Third level. In addition to the classification of transformers, aggregation is introduced using a system of slots and components (as in our example with reactors, guns and radars). Now part of the behavior will be determined by what staf the player has installed in his transformer. This gives the player even more opportunities for customizing the game’s mechanics of the character, and gives developers the opportunity to add these same expansion modules, which in turn simplifies the work of game designers to release new content.



Fourth level. You can also include your own aggregation in the components, which allows you to select the materials and parts from which these components are assembled. This approach will give the player the opportunity not only to stuff the transformers with the necessary components, but also to independently produce these components from various parts. Frankly, I have never met such a level of abstraction in games, and not without reason! After all, this is accompanied by a significant complication of architecture, and adjusting the balance in such games turns into hell. But I do not exclude that such games exist.







As you can see, each described layer, in principle, has the right to life. It all depends on what kind of flexibility we want to lay in the project.
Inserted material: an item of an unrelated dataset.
Issue #551, opened 2020-10-22
[3] perf-based metrics


nikhilsaraf:
See "Performance Based Metrics"
https://docs.google.com/document/d/1R5hU7dSloQHZ0XNZkUrS0LPOr2gLVpteXq5NvR-Fy2k/edit#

If the terms of reference do not say anything about this, or the author of the project himself does not know what the business may require, you can look at similar projects in this area and focus on them.



Design patterns







Decades of development have led to the formation of a list of the most commonly used architectural solutions, which over time have been classified by the community, and are called design patterns . That is why when I first read about patterns, I was surprised to find that it turns out that I already use many of them in practice, I just did not know that these solutions have a name.



Design patterns, like abstraction, are characteristic not only of OOP development, but also of other paradigms. In general, the topic of patterns is beyond the scope of this article, but I would like to warn a young developer who only intends to get acquainted with patterns. It is a trap! Now I will explain why.



The purpose of the patterns is to help solve architectural problems that are either already discovered, or most likely to be discovered during the development of the project. So, after reading about patterns, a beginner may have an irresistible temptation to use patterns not to solve problems, but to generate them. And since the developer is unbridled in his desires, he may not start to solve the problem with the help of patterns, but can adjust any tasks to the solutions with the help of patterns.



Another value from patterns is the formalization of terminology. It’s much easier for a colleague to say that a “chain of duties” is used in this place than to draw the behavior and relations of objects on paper for half an hour.



Conclusion



In modern conditions, the presence of the word class in your code does not make you an OOP programmer. For if you do not use the mechanisms described in the article (polymorphism, composition, inheritance, etc.), and instead use classes only to group functions and data, then this is not OOP. The same can be solved by some namespaces and data structures. Do not confuse, otherwise you will be ashamed at the interview.



I want to finish my song with important words. Any described mechanisms, principles and patterns, as well as OOP as a whole, should not be applied where it is pointless or could be harmful. This leads to articles with strange headlines like “Inheritance is the cause of premature aging” or “Singleton can lead to cancer.”



I'm serious.If we consider the case of singleton, then its widespread use without knowledge of the case, has caused serious architectural problems in many projects. And lovers of hammering nails with a microscope kindly called him an antipattern. Be prudent.



Unfortunately, in designing there are no unambiguous recipes for all occasions, where what is appropriate and where is inappropriate. This will gradually fit into the head with experience.